Do you blame
yourself for other people’s problems? Are you constantly apologizing for
things which aren’t your fault, or your responsibility? Some of us
have a tendency to carry the weight of the world on our shoulders.
We worry about our partners, our friends and our children, trying to
do everything in our power to ensure that they’re happy. When something goes awry for
someone close to us, we blame ourselves: - A colleague
forgets a deadline, and we think I should have reminded him!
- Our partner is stressed by her tax return, struggling (like every
year) to get her figures together, and we think I should have done
it for her!
- A child is upset by an argument in the
playground, and we think I should have chosen a different school!
The list can go
on, and on, and on. There are all sorts of ways in which we’re great at
blaming ourselves for situations which were outside our control and
which weren’t our responsibility in the first place.
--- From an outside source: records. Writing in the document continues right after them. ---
PR #920, opened 2023-04-28
Implement any_stop_token

maikel:
Hi,

the following lines currently do not work because `sync_wait` provides a `never_stop_token`-receiver

```cpp
  using receiver_ref =
    any_receiver_ref<Sigs, get_stop_token.signature<in_place_stop_token() noexcept>>;
  using stoppable_sender = receiver_ref::any_sender<>;
  stoppable_sender sender = when_any(just(21));
  // won't compile
  sync_wait(std::move(sender));
```

Instead this PR defines any_stop_token. Use it like this

```cpp
  using receiver_ref = any_receiver_ref<
    completion_signatures<set_value_t(int), set_stopped_t()>,
    get_stop_token.signature<any_stop_token() noexcept>>;
  using stoppable_sender = receiver_ref::any_sender<>;
  stoppable_sender sender = when_any(just(21));
  // this compiles
  auto maybe_value = sync_wait(std::move(sender));
```


ericniebler:
In many places an arbitrary input stop token type can be adapted into an `in_place_stop_token` by registering a stop callback on the input token that requests stop on an `in_place_stop_source`. I'm not sure what the tradeoffs are here, tho.

@lewissbaker, I know you use the callback-to-inplace-stop-source technique. Is there a reason you have preferred this over direct type-erasure of the token itself?

maikel:
Do you suggest to make the type erased sender always stoppable by using `in_place_stop_*` within the implementation? I like that, because currently it is just too easy to end up with an unstoppable sender by accident

test/exec/test_any_sender.cpp
```diff
@@ -361,19 +366,19 @@ struct stopped_receiver : stopped_receiver_base {
...
 
-TEST_CASE("any_sender does not connect with stop token", "[types][any_sender]") {
-  using unstoppable_sender = any_sender_of<set_value_t(int), set_stopped_t()>;
-  unstoppable_sender sender = when_any(just(21));
+TEST_CASE("any_sender - does connect with stop token", "[types][any_sender]") {
+  using stoppable_sender = any_sender_of<set_value_t(int), set_stopped_t()>;
+  stoppable_sender sender = when_any(just(21));
   in_place_stop_source stop_source{};
-  stopped_receiver receiver{stop_source.get_token(), false};
+  stopped_receiver receiver{stop_source.get_token(), true};
```
ericniebler, line 373: This stoppable_sender should be able to type-erase a sender with any kind of stop token, right? Not just in_place and never.

ericniebler: Thank you. Other than that, this looks great.

include/exec/any_sender_of.hpp
```diff
@@ -544,50 +755,119 @@ namespace exec {
...
+          _SetStopped{}(static_cast<_Receiver&&>(__self.__op_->__rcvr_));
+        }
+
+        template <same_as<get_env_t> _GetEnv, same_as<__t> _Self>
+        friend __env_t<env_of_t<_Receiver>> tag_invoke(_GetEnv, const _Self& __self) noexcept {
+          return __make_env(
+            get_env(__self.__op_->__rcvr_),
+            __with_(get_stop_token, __self.__op_->__stop_source_.get_token()));
+        }
+      };
```
ericniebler, line 819: For future reference, my preference nowadays is to avoid nested classes. It makes diagnostics harder to grok, and it also unnecessarily adds the outer class as an associated entity that is searched for overloads. We can fix this later tho.

PR #925, opened 2023-05-08
switch to a lambda-based tuple for internal implementation details

ericniebler:
The lambda-based tuple is 2x faster to compile than `std::tuple` for gcc, and roughly on par for clang. https://build-bench.com/b/lIckxezdT6TiXczIfPSj0zNHK4I


ericniebler:
I'm not measuring an improvement in compile times. Closing.

PR #934, opened 2023-05-14
Demo of hide<>

kirkshoop:
This is a demo of how to apply the `hide<>` utility


ericniebler:
@kirkshoop Do you have a tl;dr for this pr? (A pr td;dr. Ha.) Is it a compile time win? What metrics does this move?

kirkshoop:
With these changes, This reduces symbol size for large expressions. More reduction would be gained by adding `hide_this` and `hide` to more senders and receivers. 
The big gains happen when large names are nested. users that have long namespace names that get repeated many times in the same symbol will see the most improvement.
This implementation has been structured to minimize symbol length, so the gains are less obvious in small programs.

kirkshoop:
longest symbol in main branch
```sh
➜  stdexec git:(main) ✗ objdump -Ct build/examples/example.scope | grep print_void > sym_scp_main.txt
➜  stdexec git:(main) ✗ awk '{ if (length($0) > max) {max = length($0)} } END { print max }' "sym_scp_main.txt"
63955
```

longest symbol in hiding branch

```sh
➜  stdexec git:(hiding) ✗ objdump -Ct build/examples/example.scope | grep print_void > sym_scp_hide.txt          
➜  stdexec git:(hiding) ✗ awk '{ if (length($0) > max) {max = length($0)} } END { print max }' "sym_scp_hide.txt"
5434
```

With these changes to examples/scope.cpp

```cpp
struct print_void_t {
  struct result {
    template<class... Vn>
    auto operator()(set_value_t, Vn&&...) const noexcept {
      printf("void\n");
      return just();
    }
    template<class Error>
    auto operator()(set_error_t, Error&& err) const noexcept {
      return just_error(err);
    }
    auto operator()(set_stopped_t) const noexcept {
      return just_stopped();
    }
  };
  template<class Tag>
  struct dispatch {
    template<class... Vn>
    auto operator()(Vn&&... vn) const noexcept {
      return result{}(Tag{}, vn...);
    }
  };
  template<class Input>
  auto operator()(Input&& in) const noexcept {
    return let_value(let_error(let_stopped(in, dispatch<set_stopped_t>{}), dispatch<set_error_t>{}), dispatch<set_value_t>{});
  }
};
inline constexpr print_void_t print_void{};
```

```cpp
  sender auto printVoid = print_void(when_all(                              //
    print_void(print_void(print_void(print_void(print_void(begin))))),      //
    print_void(print_void(print_void(print_void(print_void(begin)))))));    // 3
```

ericniebler:
> longest symbol in main branch
> 63955
> 
> longest symbol in hiding branch
> 5434

I don't doubt this makes unmangled names significantly shorter, and that effects diagnostics in good ways and bad ways. Good: less spew to sift through. Bad: potentially important details are omitted.

I don't know how much the demangled name length effects compile and link times, I/O, and memory usage, though. I imagine the toolchain works with mangled names, and (I would guess) the savings there are a lot smaller. The mangling scheme does the de-duping that you want.

I really need to think carefully before I obfuscate the types.

kirkshoop:
Yes, this is not a good situation. I do want to have a solution and a case for why the standard and tools need to change

PR #952, opened 2023-05-31
Fix an access of uninitialized data in the CUDA stream implementation of `schedule_from`

ericniebler:


include/nvexec/stream/schedule_from.cuh
```diff
@@ -40,7 +40,7 @@ namespace nvexec::STDEXEC_STREAM_DETAIL_NS {
 
         template < __completion_tag Tag, class... As>
         friend void tag_invoke(Tag, __t&& self, As&&... as) noexcept {
-          storage_t* storage = static_cast<storage_t*>(self.operation_state_.temp_storage_);
+          local<storage_t> storage(self.operation_state_.temp_storage_);
```
senior-zero, line 43: I believe this change opens possibilities for races. Signal propagation is asynchronous and might return before the value is consumed:

```cpp
struct test_t {
  void use() {
    std::printf("test_t::use(%p)\n", this);
  }

  ~test_t() {
    std::printf("test_t::~test_t(%p)\n", this);
  }
};

int main() {
  using nvexec::is_on_gpu;

  nvexec::stream_context stream_ctx{};
  ex::scheduler auto sch = stream_ctx.get_scheduler();

  auto snd = ex::transfer_just(sch, test_t{}) | ex::then([](test_t&& t) { t.use(); })
           | ex::transfer(exec::inline_scheduler{});

  stdexec::sync_wait(std::move(snd));
}
```
leads to:
```
test_t::~test_t(0x7fd036000460)
test_t::use(0x7fd036000460)
```

Maybe we should allow trivially destructible types until we find a workaround?

include/nvexec/stream/bulk.cuh
```diff
@@ -25,6 +25,7 @@ namespace nvexec::STDEXEC_STREAM_DETAIL_NS {
   namespace _bulk {
     template <int BlockThreads, class... As, std::integral Shape, class Fun>
     __launch_bounds__(BlockThreads) __global__ void kernel(Shape shape, Fun fn, As... as) {
+      static_assert(trivially_copyable<Shape, Fun, As...>);
```
senior-zero, line 28: Should there be a symmetrical assert in the multi gpu bulk kernel?

ericniebler: I'd like to put that assert in every kernel.

include/nvexec/stream/schedule_from.cuh
ericniebler: > Signal propagation is asynchronous and might return before the value is consumed

Thanks, I wondered about that. Restricting to trivially destructible types would be an ok first step if a real fix looks like it will be involved.

ericniebler:
superseded

PR #968, opened 2023-06-09
temporary fix for `nvexec::schedule_from`'s access of uninitialized memory

ericniebler:


include/nvexec/stream/schedule_from.cuh
```diff
@@ -41,6 +41,7 @@ namespace nvexec::STDEXEC_STREAM_DETAIL_NS {
         template < __completion_tag Tag, class... As>
         friend void tag_invoke(Tag, __t&& self, As&&... as) noexcept {
           storage_t* storage = static_cast<storage_t*>(self.operation_state_.temp_storage_);
+          ::new (storage) storage_t();
```
senior-zero, line 44: Please, add a TODO to remove host access later. Also, could you have an optimization for the base case `sizeof...(as) == 0` to just propagate tag without touching temporary storage?

senior-zero (approved):
If there's time, I'd suggest to add a test capturing the fixed behavior.

senior-zero (approved):

ericniebler:
> If there's time, I'd suggest to add a test capturing the fixed behavior.

this is a hard one to test. whether any issue manifests at all depends on the contents of uninitialized managed memory. not even `compute-sanitizer` detected anything amiss. I just got lucky and happened to step through this code when the memory wasn't zeroed.

PR #970, opened 2023-06-11
put `nvexec::sync_wait` op-state in pinned host memory

### LINKED ISSUE #953: track down problem in the CUDA stream implementation of `bulk`
See the `nvexec/reduce` example in the [`nvexec-bulk-bug`](https://github.com/NVIDIA/stdexec/pull/new/nvexec-bulk-bug) branch for a repro, or just run the tests.

Attached is a dump from `compute-sanitizer`.

[error.log](https://github.com/NVIDIA/stdexec/files/11608471/error.log)

ericniebler:
fixes #953

### DIFF
--- a/include/nvexec/detail/memory.cuh
+++ b/include/nvexec/detail/memory.cuh
@@ -1,0 +1,113 @@
+/*
+ * Copyright (c) 2022 NVIDIA Corporation
+ *
+ * Licensed under the Apache License Version 2.0 with LLVM Exceptions
+ * (the "License"); you may not use this file except in compliance with
+ * the License. You may obtain a copy of the License at
+ *
+ *   https://llvm.org/LICENSE.txt
+ *
+ * Unless required by applicable law or agreed to in writing, software
+ * distributed under the License is distributed on an "AS IS" BASIS,
+ * WITHOUT WARRANTIES OR CONDITIONS OF ANY KIND, either express or implied.
+ * See the License for the specific language governing permissions and
+ * limitations under the License.
+ */
+#pragma once
+
+#include "../../stdexec/execution.hpp"
+
+#include <memory_resource>
+#include <new>
+#include <type_traits>
+
+#include "config.cuh"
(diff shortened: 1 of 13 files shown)


include/nvexec/detail/memory.cuh
```diff
@@ -0,0 +1,113 @@
...
+
+#include "config.cuh"
+#include "throw_on_cuda_error.cuh"
+
+namespace nvexec::STDEXEC_STREAM_DETAIL_NS {
+
+  struct device_deleter {
+    template <class T>
+    void operator()(T* ptr) {
+      ptr->~T();
```
senior-zero, line 32: This is a new behavior that's shouldn't be necessary for this PR.

ericniebler: I've commented it out. Is your concern that the destructor might get called from a place where the object is inaccessible?

senior-zero: It's the same concern as in the following [comment](https://github.com/NVIDIA/stdexec/pull/952#discussion_r1222674960). Potential managed memory traffic.

include/nvexec/detail/memory.cuh
```diff
@@ -0,0 +1,113 @@
...
+    return make_device<__decay_t<A>>(status, (A&&) t);
+  }
+
+  template <class T>
+  struct host_deleter {
+    std::pmr::memory_resource* resource_{nullptr};
+
+    void operator()(T* ptr) const {
+      if (ptr) {
+        ptr->~T();
```
ericniebler, line 75: @senior-zero would you also like to see me replace this destructor call with a `static_assert(is_trivially_destructible_v<T>)`?

senior-zero: Not really, I think it should be fine to have the destructor for pinned memory as long as it's invoked after all the kernels relying on it are completed.

senior-zero (approved):

PR #972, opened 2023-06-13
Optimize some managed memory movements

senior-zero:
Standard memory resources access allocated memory leading to managed memory traffic. This PR replaces `monotonic_buffer_resource` and `synchronized_pool_resource` with some simplified implementations. It also fixes `upon_error`, which used to dereference error. Main changes are related to `schedule_from`. It's copying input values into kernel arguments if those are trivially copyable and constructs the temporary storage on device in stream order. Otherwise, it constructs the temporary storage on the host and starts asynchronous prefetch on device if possible.

### DIFF
--- a/include/nvexec/detail/memory.cuh
+++ b/include/nvexec/detail/memory.cuh
@@ -17,9 +17,15 @@
 
 #include "../../stdexec/execution.hpp"
 
+#include <cuda/std/bit>
+
 #include <memory_resource>
 #include <new>
 #include <type_traits>
+#include <map>
+#include <mutex>
+#include <optional>
+#include <set>
 
 #include "config.cuh"
 #include "throw_on_cuda_error.cuh"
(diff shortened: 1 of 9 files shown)


include/nvexec/stream/reduce.cuh
```diff
@@ -46,8 +46,16 @@ namespace nvexec {
...
         static void set_value_impl(base::__t&& self, Range&& range) noexcept {
+          cudaError_t status{cudaSuccess};
           cudaStream_t stream = self.op_state_.get_stream();
 
+          // `range` is produced asynchronously, so we need to wait for it to be ready
+          if (status = STDEXEC_DBG_ERR(cudaStreamSynchronize(stream));
+              status != cudaSuccess) {
+            self.op_state_.propagate_completion_signal(stdexec::set_error, std::move(status));
+            return;
+          }
```
senior-zero, line 57: Reduce used to access potentially asynchronous value on the host. Making `schedule_from` asynchronous revealed the race. @miscco I think we need a reduce overload that accepts a range as input rather than in the value channel to provide efficient implementation when the range is known beforehand:

```cpp
bulk(N, update(field)) | reduce(field, field + n)
```

include/nvexec/detail/memory.cuh
```diff
@@ -110,4 +116,243 @@ namespace nvexec::STDEXEC_STREAM_DETAIL_NS {
...
+      block_descriptor_t(size_t bytes)
+        : bin(cuda::std::bit_width(bytes))
+        , bytes(1ull << bin) {
+        if (bin < min_bin) {
+          bin = min_bin;
+          bytes = 1ull << bin;
+        }
+      }
+
+      block_descriptor_t(void* ptr)
```
ericniebler, line 265:
```suggestion
      explicit block_descriptor_t(void* ptr)
```

include/nvexec/detail/memory.cuh
```diff
@@ -110,4 +116,243 @@ namespace nvexec::STDEXEC_STREAM_DETAIL_NS {
...
+      , live_blocks(ptr_comparator_t{}) {
+    }
+
+    void* do_allocate(size_t bytes, size_t /* alignment */) override {
+      std::lock_guard<std::mutex> lock(mutex);
+
+      block_descriptor_t search_key{bytes};
+      cached_blocks_t::iterator block_itr = cached_blocks.lower_bound(search_key);
+
+      while ((block_itr != cached_blocks.end()) && (block_itr->bin == search_key.bin)) {
```
ericniebler, line 303:
```suggestion
      if ((block_itr != cached_blocks.end()) && (block_itr->bin == search_key.bin)) {
```

?

include/nvexec/detail/memory.cuh
```diff
@@ -110,4 +116,243 @@ namespace nvexec::STDEXEC_STREAM_DETAIL_NS {
...
+    };
+
+    struct size_comparator_t {
+      bool operator()(const block_descriptor_t& a, const block_descriptor_t& b) const {
+        return a.bytes < b.bytes;
+      }
+    };
+
+    using cached_blocks_t = std::multiset<block_descriptor_t, size_comparator_t>;
+    using busy_blocks_t = std::multiset<block_descriptor_t, ptr_comparator_t>;
```
ericniebler, line 283: Why `multiset` here? There won't be two block descriptors with the same ptr, will there?

include/nvexec/detail/memory.cuh
```diff
@@ -110,4 +116,243 @@ namespace nvexec::STDEXEC_STREAM_DETAIL_NS {
...
+    bool do_is_equal(const std::pmr::memory_resource& other) const noexcept override {
+      return this == &other;
+    }
+
+    ~synchronized_pool_resource() {
+      while (!cached_blocks.empty()) {
+        cached_blocks_t::iterator begin = cached_blocks.begin();
+        upstream->deallocate(begin->ptr, begin->bytes, alignment);
+        cached_blocks.erase(begin);
+      }
```
ericniebler, line 337: What about the live blocks?

include/nvexec/detail/memory.cuh
```diff
@@ -110,4 +116,243 @@ namespace nvexec::STDEXEC_STREAM_DETAIL_NS {
...
+    }
+  };
```
ericniebler, line 339: I desperately want to optimize this -- slab allocation! free lists! -- but it doesn't make sense unless a profiler says it does, I suppose.

include/nvexec/stream/schedule_from.cuh
```diff
@@ -40,15 +47,61 @@ namespace nvexec::STDEXEC_STREAM_DETAIL_NS {
...
           // As an optimization, if there are no values to persist to temporary
           // storage, skip it and simply propagate the completion signal.
           if constexpr (sizeof...(As) == 0) {
             self.operation_state_.propagate_completion_signal(Tag());
           } else {
             storage_t* storage = static_cast<storage_t*>(self.operation_state_.temp_storage_);
-            // BUGBUG TODO: construct/emplace from the device, not the host!
-            ::new (storage) storage_t();
-            storage->template emplace<decayed_tuple<Tag, As...>>(Tag(), (As&&) as...);
+            constexpr bool construct_on_device = trivially_copyable<__decay_t<As>...>;
```
ericniebler, line 58: This branch could really use an introductory comment explaining what it's doing.

include/nvexec/stream/schedule_from.cuh
```diff
@@ -57,8 +110,7 @@ namespace nvexec::STDEXEC_STREAM_DETAIL_NS {
                     self.operation_state_.propagate_completion_signal(Tag2(), std::move(tas)...);
                   },
                   tpl);
-              },
-              *storage);
+              }, *storage, index);
```
ericniebler, line 113: Why is it necessary to pass the index here? Just curious.

senior-zero: The variant might be constructed on the device asynchronously:

```cpp
if constexpr (construct_on_device) {
  kernel<Tag, storage_t, __decay_t<As>...><<<1, 1, 0, stream>>>(storage, as...);

  if (cudaError_t status = STDEXEC_DBG_ERR(cudaPeekAtLastError());
      status != cudaSuccess) {
    self.operation_state_.propagate_completion_signal(stdexec::set_error, std::move(status));
    return;
  }
} 
```

Without passing index, `visit` reads the index from the storage object, leading to a data transfer, which is not needed. Besides that, following kernel will have to prefetch data back on device. Since we know the index in advance from the `decayed_tuple<Tag, As...>` type, we can avoid this.

include/nvexec/detail/memory.cuh
```diff
@@ -110,4 +116,243 @@ namespace nvexec::STDEXEC_STREAM_DETAIL_NS {
...
+  struct monotonic_buffer_resource : std::pmr::memory_resource {
+    static constexpr size_t block_alignment = 256;
+
+    struct block_descriptor_t {
+      void* ptr{};
+      size_t total{};
+    };
+
+    std::pmr::memory_resource* upstream;
+    std::vector<block_descriptor_t> allocated_blocks;
```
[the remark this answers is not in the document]
senior-zero: Would there still be allocations for each node in the list? The two operations involving this list are pushing a new block and traversing it in the destructor. Pushing a new block into a linked list is O(N) allocations, while it's amortized O(1) for the vector. Traversing the linked list is accessing N random locations, whereas, for the vector, it will be predictable and local. Could you please elaborate on how the locality is improved by linked list usage?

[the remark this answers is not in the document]
ericniebler: What I mean by "intrusive linked list" is for each block allocation to store a pointer to the next block allocation itself, rather than having a separate data structure storing pointers to all the blocks.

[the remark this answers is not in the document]
senior-zero: Just to make sure I understand. You haven't suggested making an intrusive list of the `block_descriptor_t` but rather add the descriptor to the memory allocation itself. I'm afraid this defines the purpose of replacing standard memory resources in the first place. Memory resources provided as part of this PR should guarantee that the memory allocated by upstream resource is not accessed.

include/nvexec/detail/memory.cuh
senior-zero: Good catch, I'll add an assert

include/nvexec/detail/memory.cuh
senior-zero: I wanted to have something simple for now to remove the initial managed transaction as fast as possible. I think we can improve this later.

You Can’t Make People HappyBefore going any
further, it’s crucial to remember that we can’t make other
people happy. Some people will reject our efforts, spurn our help and
turn their backs on our friendship. There’s no point wasting energy
thinking I should have tried harder. Although we can
often help to cheer people up, and support them with our friendship,
we cannot take responsibility for their happiness. We can’t make them change,
either. As Mark explained in Five Myths About Change: Other people cannot be forced to
change under any circumstances. To try to change another person by
force is a waste of time and energy. A wise man once observed that you
shouldn’t try to teach a pig how to sing: it doesn’t get you anywhere
and it annoys the pig.
De-centering YourselfI’m going to be a
little bold in writing this section, because I know that I suffer from
this problem myself. When we try to take on responsibility for everyone
else’s happiness and success, there is a strong element of egotism here. I know it may
feel like it should be the opposite – after all, we’re concerned with other
people, not with ourselves – but the truth is, trying to
take too much responsibility is a way of putting ourselves at the
center of everything. If you feel that it’s your job to
make sure that your friends are happy, you’re trying to frame yourself
as the most important factor in their lives. If you blame
yourself whenever your spouse forgets a birthday or loses his keys, your
mental model of the world has you as the "responsible adult” and them
as the "irresponsible child”. To end the guilt-tripping, you need to start
de-centering yourself. Of course you’re important, loved and special –
but you are not the source of all your partner, friend or kids’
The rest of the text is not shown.